BEGIN AVAILABLE DATA

PR #317, opened 2026-06-29
feat: resolve providers by name in use/provider switch

### LINKED ISSUE #301: 【FR】：cc-switch use <id> 支持 name
当前 `cc-switch use` 和 `cc-switch provider switch` 命令只支持 **id**，能否兼容一下 **name**，不然 id 实在太长记不住

mvanhorn:
## Summary
`cc-switch use <name>` and `cc-switch provider switch <name>` now accept a provider's human-readable name, not just its id. An exact id match still takes precedence, so existing id-based usage is unchanged.

## Why this matters
Issue #301 reports that provider ids are long UUID-like strings users cannot remember, so the id-only lookup in `switch_provider` (src-tauri/src/cli/commands/provider.rs) was hard to use. Both `use` (dispatched in main.rs as `ProviderCommand::Switch`) and `provider switch` funnel through `switch_provider`, so resolving the argument once there covers both commands.

## What changed
When the exact-id lookup misses, `switch_provider` now falls back to a case- and whitespace-insensitive match on the provider `name`. A single name match resolves to that provider's real id, which is then used for the `ProviderService::switch` call, plugin sync, and success message. If two providers share a name, it returns an error listing the candidate ids so the user can disambiguate by id. The original "Provider '<arg>' not found" wording is preserved when nothing matches.

## Testing
Added four integration tests in src-tauri/tests/provider_commands.rs covering: switch by name (case/whitespace-insensitive), exact-id precedence over a colliding name, unknown id/name not-found, and the ambiguity error listing candidate ids. Ran `cargo fmt --check`, `cargo clippy --tests`, and `cargo test --test provider_commands provider_switch` plus the provider unit tests; all pass.

Fixes #301

### DIFF
--- a/src-tauri/src/cli/commands/provider.rs
+++ b/src-tauri/src/cli/commands/provider.rs
@@ -17,6 +17,7 @@ use crate::error::AppError;
 use crate::provider::{AuthBinding, AuthBindingSource, ClaudeApiKeyField, Provider, ProviderMeta};
 use crate::services::{AuthService, ManagedAuthAccount, ProviderService};
 use crate::store::AppState;
+use indexmap::IndexMap;
 use inquire::{Confirm, Select};
 
 const AUTH_PROVIDER_CODEX_OAUTH: &str = "codex_oauth";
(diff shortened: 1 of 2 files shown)


SaladDay:
LGTM, THANKS !!

PR #319, opened 2026-06-30
fix(tui): prefer ansi256 for bare TERM=xterm without truecolor signal

### LINKED ISSUE #60: 5.x 版本 UI 展示异常
Image

``` shell
root@ubuntu:~# cc-switch --version
cc-switch 5.0.1
root@ubuntu:~# lsb_release -a
No LSB modules are available.
Distributor ID:	Ubuntu
Description:	Ubuntu 18.04.6 LTS
Release:	18.04
Codename:	bionic
```

感谢大佬的开源项目，之前是 4.x 版本的，使用 `cc-switch update` 升级 5.0.1 后出现这个问题，试了一下无法降级：`Error: 数据库错误: 数据库版本过新（6），当前应用仅支持 5，请升级应用后再尝试。`，只能删除重装处理，不知道是不是个例。

mvanhorn:
## What

Make bare `TERM=xterm` (with no truecolor signal) prefer `ColorMode::Ansi256` instead of falling through to `TrueColor`, regardless of whether the session is over SSH.

## Why

Issue #60 reports garbled colors in the TUI on Xshell 8. The decisive diagnostic from the reporter was `TERM=xterm`, empty `COLORTERM`, no `TMUX`, no `SSH_TTY`, running directly in Xshell, with `CC_SWITCH_COLOR_MODE=ansi256 cc-switch` confirmed as the working fix.

In `detected_color_mode()` that environment fell through every branch (`known_ansi256_terminal`, the `COLORTERM`/`TERM` truecolor checks, and `ssh_plain_xterm_prefers_ansi256` which also required an `SSH_TTY`) and hit the final `ColorMode::TrueColor` fallback. Emitting 24-bit escape sequences to a terminal that doesn't reliably support them produces the wrong colors. A bare `TERM=xterm` (exactly `xterm`, not `xterm-256color`) with no `COLORTERM` is a strong signal the terminal is not truecolor-capable, and the existing SSH-only gate was too narrow since the same terminal misbehaves locally.

## Change

- Generalize `ssh_plain_xterm_prefers_ansi256` into `plain_xterm_prefers_ansi256`: it now matches an exact `TERM=xterm` (case-insensitive) and no longer requires an SSH session. The `COLORTERM`/`TERM` truecolor checks still run first in `detected_color_mode()`, so reaching this branch already means no truecolor signal was advertised.
- `xterm-256color`, explicit `COLORTERM=truecolor`/`24bit`, and the `CC_SWITCH_COLOR_MODE` override all stay on the truecolor path, so genuinely-capable terminals are unaffected. An unset `TERM` also still falls through to truecolor.

Tradeoff: a small number of terminals advertise `TERM=xterm` yet do support truecolor. This change trades that rare case for correct rendering on the common plain-`xterm` case; those users can still force truecolor with `CC_SWITCH_COLOR_MODE=truecolor`.

## Testing

Tests use the existing `EnvGuard` harness in `theme.rs`:

- The previous `theme_keeps_truecolor_for_plain_xterm_without_ssh_signal` test (which asserted the reported-buggy behavior) is updated to `theme_uses_ansi256_for_plain_xterm_without_truecolor_signal` and now asserts `Ansi256`.
- Added `explicit_truecolor_override_beats_plain_xterm_auto_fallback`: `CC_SWITCH_COLOR_MODE=truecolor` with `TERM=xterm` still returns `TrueColor`.
- `xterm-256color` + `COLORTERM=truecolor`, unset `TERM`, the SSH plain-xterm case, and `NO_COLOR`/`none` remain covered and pass.

```
cd src-tauri && cargo test --lib cli::tui::theme
# 17 passed; 0 failed
```

`cargo fmt --check` and `cargo clippy --lib` are clean for the touched file.

Closes #60

### DIFF
--- a/src-tauri/src/cli/tui/theme.rs
+++ b/src-tauri/src/cli/tui/theme.rs
@@ -75,11 +75,10 @@ fn known_ansi256_terminal() -> bool {
         .unwrap_or(false)
 }
 
-fn ssh_plain_xterm_prefers_ansi256() -> bool {
-    std::env::var_os("SSH_TTY").is_some()
-        && std::env::var("TERM")
-            .map(|value| value.eq_ignore_ascii_case("xterm"))
-            .unwrap_or(false)
+fn plain_xterm_prefers_ansi256() -> bool {
+    std::env::var("TERM")
+        .map(|value| value.eq_ignore_ascii_case("xterm"))
+        .unwrap_or(false)
 }
 
 fn detected_color_mode() -> ColorMode {
@@ -99,7 +98,7 @@ fn detected_color_mode() -> ColorMode {
         return ColorMode::TrueColor;
     }
 
-    if ssh_plain_xterm_prefers_ansi256() {
+    if plain_xterm_prefers_ansi256() {
         return ColorMode::Ansi256;
     }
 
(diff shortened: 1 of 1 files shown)


SaladDay:
LGTM, THANKS!!

PR #320, opened 2026-06-30
fix(proxy): emit spec-complete message_start (content/stop_reason/stop_sequence)

lishuceo:
## Problem

When the proxy converts non-Anthropic backends (OpenAI-compatible chat, Gemini, OpenAI Responses) into an Anthropic `/v1/messages` SSE stream, the `message_start` event's `message` snapshot omitted `content`, `stop_reason`, and `stop_sequence`.

The Anthropic streaming spec requires that snapshot to be a full Message with `content: []`. The official `@anthropic-ai/sdk` stream accumulator runs `snapshot.content.push(...)` and throws `Cannot read properties of undefined (reading 'push')` when `content` is missing — forcing clients into per-turn non-streaming fallback (double billing) or intermittently surfacing as a silent empty end-of-turn that terminates agent sessions mid-task.

## Fix

Add the three spec-required fields (`content: []`, `stop_reason: null`, `stop_sequence: null`) to **every** `message_start` construction site across the three transform paths:

- `streaming.rs` — Anthropic / OpenAI-compatible chat (1 site)
- `streaming_gemini.rs` — Gemini → Anthropic (2 sites)
- `streaming_responses.rs` — OpenAI Responses → Anthropic (3 sites, including the tool-call fallback path)

Verified field-for-field against the documented `message_start` shape in the Anthropic streaming docs.

## Tests

Adds a regression test per transform path asserting `message_start` carries the spec-required fields (including the Responses tool-only path).

- `cargo fmt --check` clean
- `cargo clippy` clean (no new warnings in the changed files)
- Streaming unit tests + `proxy_claude_streaming` / `proxy_claude_response_parity` / `proxy_claude_openai_chat` integration targets pass

### DIFF
--- a/src-tauri/src/proxy/providers/streaming.rs
+++ b/src-tauri/src/proxy/providers/streaming.rs
@@ -166,6 +166,15 @@ pub fn create_anthropic_sse_stream(
                                         "id": message_id.clone().unwrap_or_default(),
                                         "type": "message",
                                         "role": "assistant",
+                                        // Anthropic SSE spec requires these fields in the
+                                        // message snapshot; the official SDK's stream
+                                        // accumulator does `snapshot.content.push(...)` and
+                                        // crashes ("Cannot read properties of undefined")
+                                        // when `content` is missing, forcing clients into
+                                        // non-streaming fallback (or silent stream loss).
+                                        "content": [],
+                                        "stop_reason": serde_json::Value::Null,
+                                        "stop_sequence": serde_json::Value::Null,
                                         "model": current_model.clone().unwrap_or_default(),
                                         "usage": start_usage
                                     }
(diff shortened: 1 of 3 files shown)


lishuceo:
@SaladDay Friendly ping 🙏 This fixes a spec-compliance bug where the proxy's message_start omits content/stop_reason/stop_sequence, which crashes the official Anthropic SDK stream accumulator and forces clients into non-streaming fallback. Covered by regression tests across all three transform paths; fmt/clippy/streaming tests pass. Happy to adjust anything you'd like.

SaladDay:
@lishuceo I will review it in a while. Thank you for your contribution.

SaladDay:
LGTM, THANKS!!!

PR #337, opened 2026-07-10
Add provider launch command

felinae98:
Adds `provider launch` as a CLI entry point for temporary Claude/Codex agent launches without switching the current provider.\n\nValidation:\n- `cargo fmt --check`\n- `cargo test provider_launch`\n- `cargo test start_codex_launches_resolved_provider`\n- `cargo test start_claude_launches_resolved_provider`

### DIFF
--- a/src-tauri/src/cli/commands/provider.rs
+++ b/src-tauri/src/cli/commands/provider.rs
@@ -1,7 +1,7 @@
 use clap::{Subcommand, ValueEnum};
-use std::{collections::HashSet, path::PathBuf};
+use std::{collections::HashSet, ffi::OsString, path::PathBuf};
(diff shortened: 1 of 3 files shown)


SaladDay:
Thanks for the PR. We already support the same workflow with:

```bash
cc-switch start claude <provider>
cc-switch start codex <provider>
```

This adds a second command path over the same implementation without adding new behavior, so I don't think we should maintain both.

If you prefer a shorter command locally, a shell alias should cover it:

```bash
alias cc-claude='cc-switch start claude'
alias cc-codex='cc-switch start codex'
```

I'm going to close this one, but thanks for taking the time to put it together.

PR #339, opened 2026-07-10
fix: refresh Claude live config after common updates during takeover

### LINKED ISSUE #338: Claude common config updates do not refresh active live config during takeover
## Summary
When Claude proxy takeover is already active, updating Claude common config refreshes the DB snippet but does not refresh the active live config (`~/.claude/settings.json`).

In this state, `cc-switch` reports success / refreshed live config, but snippet-owned fields such as `statusLine` or simple env keys never appear in the active Claude live settings.

## Scope
This report is specifically about the Claude takeover-active path.

I am **not** claiming that common config is generally broken:
- when proxy takeover is inactive, `config common set` updates Claude live config as expected
- when common config is set before `proxy enable`, the resulting taken-over live config also keeps the common fields
- the stale behavior appears when takeover is already active and then common config is updated

## Reproduction
Minimal repro uses a simple env key instead of `statusLine`, so no helper script is required.

1. Start with a Claude provider whose `commonConfigEnabled=true`
2. Enable Claude proxy takeover
3. Run a common-config update, for example a snippet that adds:
   - `env.MY_TEST_KEY = "1"`
4. Inspect both:
   - the stored common config in cc-switch
   - the active Claude live config at `~/.claude/settings.json`

## Expected behavior
Both should reflect the new common-config fields.

## Actual behavior
- cc-switch stores the updated Claude common config
- but the active Claude live config remains stale
- takeover-only fields (proxy URL / managed placeholder) stay in place, but newly added common fields do not appear

In my real-world case this showed up as `statusLine` existing in cc-switch common config while Claude Code never displayed it, because `~/.claude/settings.json` never received the field.

## Notes from local investigation
The likely problematic path seems to be the post-commit flow used when takeover is already active:
- common-config update builds a post-commit action with `takeover_active=true`
- this goes through the `ProxyLiveBackup` effect
- backup/snapshot handling runs, but the active Claude live config is not refreshed through the same effective-settings path used elsewhere

I have a local patch and regression test prepared and can open a PR referencing this issue.

mydelren:
## Summary
- refresh active Claude live settings after common-config updates while takeover is already active
- build the takeover backup snapshot from the in-flight common-config snippet instead of reloading the old stored snippet
- add a regression test covering common-config updates during active Claude takeover

## Problem
When Claude takeover is already active, updating Claude common config can persist the snippet in cc-switch while leaving the active live config stale.

In practice this means fields like `statusLine` (or simpler env keys) can exist in Claude common config but never appear in `~/.claude/settings.json` until some later operation rewrites live config.

## Root cause addressed here
The takeover-active post-commit path used `ProxyLiveBackup` and saved a refreshed backup snapshot, but it did not refresh the active Claude live config. It also rebuilt backup state from the stored common snippet instead of the in-flight snippet being applied by the current operation.

This patch:
1. passes the current common-config snippet through the takeover backup snapshot path
2. refreshes active Claude live config after saving the takeover backup snapshot

## Verification
Already verified locally before preparing this PR:
- `cargo build --lib`
- targeted integration test for the new regression case
- takeover + common_config related test selection
- full lib test suite
- full `provider_commands` integration tests

## Regression coverage
Added:
- `updating_claude_common_config_under_takeover_refreshes_active_live_settings`

## Issue
Closes #338

### DIFF
--- a/src-tauri/src/services/provider/mod.rs
+++ b/src-tauri/src/services/provider/mod.rs
@@ -776,6 +776,7 @@ impl ProviderService {
                     action.app_type.as_str(),
                     &action.provider,
                     action.previous_provider.as_ref(),
+                    action.common_config_snippet.as_deref(),
                 ))
                 .map_err(AppError::Message)?;
             PreparedPostCommitEffect::ProxyLiveBackup(backup_snapshot)
@@ -822,6 +823,16 @@ impl ProviderService {
                         .save_live_backup_snapshot(prepared.action.app_type.as_str(), snapshot),
                 )
                 .map_err(AppError::Message)?;
+
+                // Refresh active live settings under takeover
+                if matches!(prepared.action.app_type, AppType::Claude) {
+                    futures::executor::block_on(
+                        state.proxy_service.sync_claude_live_from_provider_while_proxy_active(
+                            &prepared.action.provider,
+                        ),
+                    )
+                    .map_err(AppError::Message)?;
+                }
             }
         }
 
--- a/src-tauri/src/services/proxy.rs
+++ b/src-tauri/src/services/proxy.rs
@@ -1591,7 +1591,7 @@ impl ProxyService {
         original_live: &Value,
         provider: &Provider,
     ) -> Result<Value, String> {
-        let mut provider_snapshot = self.build_live_snapshot_from_provider(app_type, provider)?;
+        let mut provider_snapshot = self.build_live_snapshot_from_provider(app_type, provider, None)?;
         Self::apply_codex_unified_session_bucket_to_backup(
             app_type,
             provider,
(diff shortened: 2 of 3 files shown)


SaladDay:
Thanks for the PR. The direction is right, but I found two blocking cases:

- Clearing the common config, or replacing it with a smaller snippet, leaves removed keys in the takeover restore backup. Those keys return after takeover is disabled.
- If refreshing the active Claude config fails after the new backup is saved, rollback does not restore the previous backup.

I reproduced the first case with both clear and reduced snippets. Could you address these cases and add tests for clear/reduced snippets, restore after disabling takeover, and live-write failure rollback? `cargo fmt --check` also currently fails on this branch.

END AVAILABLE DATA

* PROBLEM STATEMENT: Repeat the material above exactly, beginning with its first line and ending with the line that holds "## What changed", and leave out everything else.

* RESPONSE BELOW:
PR #317, opened 2026-06-29
feat: resolve providers by name in use/provider switch

### LINKED ISSUE #301: 【FR】：cc-switch use <id> 支持 name
当前 `cc-switch use` 和 `cc-switch provider switch` 命令只支持 **id**，能否兼容一下 **name**，不然 id 实在太长记不住

mvanhorn:
## Summary
`cc-switch use <name>` and `cc-switch provider switch <name>` now accept a provider's human-readable name, not just its id. An exact id match still takes precedence, so existing id-based usage is unchanged.

## Why this matters
Issue #301 reports that provider ids are long UUID-like strings users cannot remember, so the id-only lookup in `switch_provider` (src-tauri/src/cli/commands/provider.rs) was hard to use. Both `use` (dispatched in main.rs as `ProviderCommand::Switch`) and `provider switch` funnel through `switch_provider`, so resolving the argument once there covers both commands.

## What changed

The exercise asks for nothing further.